1. Discover the detection object

1. Find the master

  • When sentinel is started, it senses master information through configuration information (a sentinel can detect multiple Masters)
    • Sentinel establishes two connections with each master: a command connection and a subscription connection

2. The slave

  • Sentinel sends the info command every 10s through the command connection established with the master. The sentinel detects the slave information of the master through the INFO command
    • Sentinel establishes two connections with each slave: a command connection and a subscription connection

3. Other sentinels were found

  • Every 2s, the sentinel sends a publish command to the master and slave identified above, so that all sentinels that have subscribed to the master and slave will receive the publish message (including the sentinel itself). In this way sentinel discovers each other. Publish information includes the IP and port information of the sentinel itself and the IP and port information of the detected master or slave.
    • Sentinel finds other Sentinels and establishes command connections with them. Because Sentinels are mutually discovered, the interconnection between sentinels is actually realized.

Two, detection activity

1. Subjective referral

The sentinel sends the ping command to the master, slave, and other sentinels every 1s. If no response is received for back-to-back down-after-milliseconds, the sentinel determines that the detection object is a subjective offline.

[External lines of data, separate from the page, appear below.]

PR #86, opened 2026-05-30
Fix active-line highlight not filling viewport width in no-wrap mode

monkopedia-coder:
## Summary
In no-wrap mode the active-line highlight (and any line `style.background` decoration) only spanned the **content/text width** instead of the full **viewport width**. At v0.2.0 the active-line band reached the full editor width; after the horizontal-scroll layout work (#20/#64 natural-width content + #68 `widthIn(min = maxLineWidthPx)`) it stopped just past the text. (#85)

## Root cause
In `KodeMirror.kt`'s per-line layout, the line-decoration background lives on the content `Box`. In no-wrap mode that box's min-width was `maxLineWidthPx` (the widest line's natural width). When content is narrower than the viewport, the highlight therefore stopped at the text.

## The fix
No-wrap content min-width is now `max(widestLineWidth, viewportWidth)`:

  • +PONG/ -loading / -masterdown

2. Get offline

When sentinel thinks a probe object is subjectively offline, it asks other Sentinels if the probe object is actually offline. If more than half of the sentinels believe the object is offline, it is considered to be offline objectively.

Failover

Detection objects identified as objective offline are failover by Leader Sentinel.

1. The leader election

Raft. Raft writes another article.

2. Failover

Let’s say the master is down.

  • Select the slave server as the new master and execute Slaveof no one.
    • Filter out slaves that are subjectively offline
    • Filter out the slave libraries that did not reply to the leader Sentinel info command within the last 5s
    • Filter for 10 milliseconds before you’ve synchronized to the master.
    • Select the slave library with the highest priority, the largest replication offset, and the smallest RUN ID
  • Change other slaves to copy the new master
  • Use the broken master as the slave library for the new master

Data structure

Sentinel manages the masters it finds through sentinelState.

The Redis instances it probes are managed through sentinelRedisInstance.

Slave information is managed through a field of master sentinelRedisInstance above.

What about other Sentinel information? Other sentinel information is other sentinels that are simultaneously detecting a Redis instance, so it should be a field in sentinelRedisInstance. SentinelRedisInstance of Slave also has sentinel field.